The actual nominees at the 41st Academy Awards were:
Funny Girl – Barbara Streisand (*Winner-tie)
The Lion In Winter – Katharine Hepburn (*Winner-tie)
The Subject Was Roses – Patricia Neal
Isadora – Vanessa Redgrave
Rachel, Rachel – Joanne Woodward
Another major snub would be Isabelle Adjani for 1981’s Possession. Adjani turns in an incredibly shocking performance as Anna, a mother and wife who disappears for long periods of time and acts bizarrely when she’s at home. Adjani also plays Helen, the teacher of Anna’s son and a woman who is kindly and nurturing, helping Anna’s husband take care of his son. Adjani’s most memorable (and shocking) scene is a flashback where Anna is in a walkway and she suddenly has a seizure and a miscarriage (all sorts of liquids start gushing out of her). This weirdness is matched only by the creature she visits and makes love to. It’s a shame she wasn’t nominated for her work here.
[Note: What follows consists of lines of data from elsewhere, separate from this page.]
PR #857, opened 2026-08-03
[poseidon] Use no-std when `target_os = "solana"` or `target_arch = "bpf"`

### LINKED ISSUE #858: [poseidon] Implicitly links std on the Solana target
### Problem

`solana-poseidon` uses a syscall when compiled for Solana and does not require the Rust standard library on that path.
However, the crate does not currently declare `#![no_std]`, so Rust implicitly links `std` even when `target_os = "solana"`.

This causes strict `no_std` Solana programs, such as those built with Quasar, to fail with:
```
error[E0152]: found duplicate lang item `panic_impl`
```

The program provides its own panic handler, while `std`, pulled in through `solana-poseidon`, provides another one.
This can be reproduced by importing `solana-poseidon` into a `no_std` program built with `Quasar`.

### Fix

Declare the crate as `no_std` only for the Solana target:
```
#![cfg_attr(target_os = "solana", no_std)]
```
The Solana implementation already uses only core-compatible functionality and the `sol_poseidon` syscall.
`thiserror` is already configured with default features disabled in the workspace and is compatible with `no_std`.

gwalen:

Adjani is a two-time nominee (2 Actress nods for 1975’s The Story of Adele H and 1988’s Camille Claudel).
The actual nominees at the 54th Academy Awards were:
On Golden Pond – Katharine Hepburn (*Winner)
Reds – Diane Keaton
Only When I Laugh – Marsha Mason
Atlantic City – Susan Sarandon
The French Lieutenant’s Woman – Meryl Streep
One final major snub would be Pam Grier for 1997’s Jackie Brown. Grier gives a career-reviving performance as Jackie Brown, a flight attendant who also smuggles money for a gun runner. When she’s caught by the police, she makes a deal with the ATF to double-cross the gun runner, but she also comes up with a plan with a bail bondsman to double-cross the ATF so that she winds up with the money. Grier was excellent throughout, capturing both of Jackie’s tough and vulnerable sides. It’s too bad the Academy didn’t nominate this terrific work, for Grier has yet to receive a single Oscar nod.
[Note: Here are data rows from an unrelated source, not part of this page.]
PR #863, opened 2026-08-06
feat(nonce-account): use wincode state trait

kskalski:
3743f36c — **read nonce state through `StateMutWincode`**
Replaces the ad-hoc `wincode::deserialize` in `verify_nonce_account` with the trait; `lamports_per_signature_of` now follows the feature too, where before it stayed on bincode even with `wincode` on.

c9a856d2 — **make bincode an optional (default) feature**
`solana-account/bincode` + `solana-nonce/serde` move behind a `bincode` feature that's in `default`, so a wincode-only consumer drops `bincode`, `serde`, `serde_bytes`, `serde_derive` and `solana-sysvar`

### DIFF
--- a/nonce-account/Cargo.toml
+++ b/nonce-account/Cargo.toml
@@ -15,15 +15,20 @@ all-features = true
 rustdoc-args = ["--cfg=docsrs"]
 
 [features]
+default = ["bincode"]
+bincode = ["solana-account/bincode", "solana-nonce/serde"]
 wincode = ["solana-account/wincode", "solana-nonce/wincode"]
 
 [dependencies]
-solana-account = { workspace = true, features = ["bincode"] }
+solana-account = { workspace = true }
 solana-hash = { workspace = true }
-solana-nonce = { workspace = true, features = ["serde"] }
+solana-nonce = { workspace = true }
 solana-sdk-ids = { workspace = true }
 
 [dev-dependencies]
 bincode = { workspace = true }
+# Tests build accounts with the bincode constructors whichever codec the lib is built with.
+solana-account = { workspace = true, features = ["bincode"] }
 solana-fee-calculator = { workspace = true }
+solana-nonce = { workspace = true, features = ["serde"] }
 solana-pubkey = { workspace = true, features = ["std"] }
--- a/nonce-account/Cargo.toml
+++ b/nonce-account/Cargo.toml
@@ -15,14 +15,13 @@ all-features = true
 rustdoc-args = ["--cfg=docsrs"]
 
 [features]
-wincode = ["dep:wincode", "solana-nonce/wincode"]
+wincode = ["solana-account/wincode", "solana-nonce/wincode"]
 
 [dependencies]
 solana-account = { workspace = true, features = ["bincode"] }
 solana-hash = { workspace = true }
 solana-nonce = { workspace = true, features = ["serde"] }
 solana-sdk-ids = { workspace = true }
-wincode = { workspace = true, optional = true }
 
 [dev-dependencies]
 bincode = { workspace = true }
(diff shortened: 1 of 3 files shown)


nonce-account/Cargo.toml
```diff
@@ -15,16 +15,20 @@ all-features = true
 rustdoc-args = ["--cfg=docsrs"]
 
 [features]
-wincode = ["dep:wincode", "solana-nonce/wincode"]
+default = ["bincode"]
```
kskalski, line 18: this attempts to make this change a minor only eligible, though strictly speaking we are now adding knob that will remove some APIs under `default-features = false`, which could be considered breaking

kskalski:
Any chance for a review here? Turns out `solana-nonce-account` is the only crate that forces `bincode` feature on `solana-account` in agave and thus blocking a large bunch of migrations.

nonce-account/src/lib.rs
```diff
@@ -1,18 +1,28 @@
...
+use {
+    solana_hash::Hash,
+    solana_nonce::{state::Data, versions::Versions},
     std::cell::RefCell,
 };
 
+#[cfg(any(feature = "bincode", feature = "wincode"))]
 pub fn create_account(lamports: u64) -> RefCell<AccountSharedData> {
+    // bincode's `new_data_with_space` is inherent while wincode's is a trait method, so this
+    // shadows to bincode whenever that codec is compiled in. The encodings agree.
```
joncinque, line 25: This is a bit strange, since every other function will prefer the wincode version if both are enabled, correct? It would be better to stay consistent and use wincode everywhere if both features are enabled.

On the other hand, people probably won't enable both features, so maybe it's ok

nonce-account/Cargo.toml
joncinque: Feel free to break and publish a major version if you prefer, this crate is a leaf in the dependency graph of the sdk repo, and has very few dependents: https://crates.io/crates/solana-nonce-account/reverse_dependencies

nonce-account/Cargo.toml
```diff
@@ -15,16 +15,20 @@ all-features = true
...
+solana-account = { workspace = true }
 solana-hash = { workspace = true }
-solana-nonce = { workspace = true, features = ["serde"] }
+solana-nonce = { workspace = true }
 solana-sdk-ids = { workspace = true }
-wincode = { workspace = true, optional = true }
 
 [dev-dependencies]
 bincode = { workspace = true }
+# Tests build accounts with the bincode constructors whichever codec the lib is built with.
```
joncinque, line 30: The way this is setup, we won't currently run the wincode tests. If we decide to make a breaking change and *not* have bincode as a default feature, we should probably enable the wincode feature on this crate

joncinque (commented):
This looks great to me! Just a few small points

2501babe:
confirmed all `Versions` variants are byte-equal in both directions just to safe

nonce-account/src/lib.rs
2501babe: fwiw this function is almost certainly only used for tests

2501babe (approved):

nonce-account/Cargo.toml
2501babe: imo hurts nothing to land this and also follow up removing the default in a major

nonce-account/Cargo.toml
kskalski: We should add nonce-account as dev dependency with wincode enabled then I guess.

nonce-account/Cargo.toml
kskalski: I think I will merge this one and publish minor, then I can follow-up with switch over for a major so things are cleaned up better by default

PR #864, opened 2026-08-06
ci: Use environment variables to bind inputs

joncinque:
#### Problem

It's possible to do script injection attacks on certain workflow inputs. In particular, the `package_path` in the publish job is just a string in this repo, and not a choice, so it's possible for someone with write permission on the repo to do something nasty.

#### Summary of changes

Bind all inputs to environment variables.


yihau (approved):
🔥

PR #867, opened 2026-08-08
svm-transaction: prep-work for ALT relaxation

2501babe:
* move as much SVMMessage functionality as possible into SVMStaticMessage
* add signed/unsigned account counts to SVMStaticMessage
* add is_requested_writable() to SVMStaticMessage with blanket impl
* move SVMTransaction functions into new SVMStaticTransaction and make the former an automatic alias
* add static traits to SanitizedVersionedTransaction

in other words this reduces `SVMMessage` to nothing but `account_keys()`, `is_writable()`, and `get_durable_nonce()`

i cant promise this will be my _only_ sdk commit, since its honestly hard to keep track of all the different transaction wrapper types and which of them i might truly desire to use where, but as best i can tell this gives me what i need to start refactoring agave. other than `is_requested_writable()` and the two account counters (which are impled directly so that we can have one impl of of the more complex function) everything is just loosening constraints. `is_invoked()` and `is_signer()` are safe to be static because program ids and signers are not allowed to come from ALTs

`is_requested_writable()` is so that i can impl a static durable nonce helper in `runtime/`, which i am _not_ adding to any SVM traits because it could affect consensus if used in the wrong place. my basic idea is either:
1. i can put a slightly _looser_ nonce check in `check_transactions.rs` for leader and replay, by ignoring the fact that a nonce account may be demoted to read-only. the real check would be deferred to svm. this is consensus-safe as long as replay single-batches
2. i can put a slightly _tighter_ nonce check in the leader-only check function which discards a nonce transaction which uses a reserved key as a nonce or uses the nonce as a program id. the latter is not consensus-safe for replay because if LoaderV3 is present (which may be via ALT), the nonce would not be demoted, and if the nonce is valid it would become fee-only. in this case i would remove replay nonce checking from runtime entirely and again rely on svm, which is consensus-safe as long as replay single-batches

in both cases the goal is to allow all the check functions to be bounded by `Static` traits. then i would aim to be `Static` upstream of that on the leader side and use a list of loaded addresses produced in svm in all post-execution runtime work. this remains fairly speculative which is why im trying to land prs like this, ie that are nice refactors on their own even if ALT relaxation hits some major speedbumps later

The actual nominees at the 70th Academy Awards were:
As Good As It Gets – Helen Hunt (*Winner)
Titanic – Kate Winslet
The Wings of the Dove – Helena Bonham Carter
Afterglow – Julie Christie
Mrs. Brown – Judi Dench
Other actresses that were considered include Linda Hamilton for 1991’s Terminator 2: Judgment Day, Michelle Pfeiffer for 1992’s Batman Returns, and Zoe Saldana for 2009’s Avatar.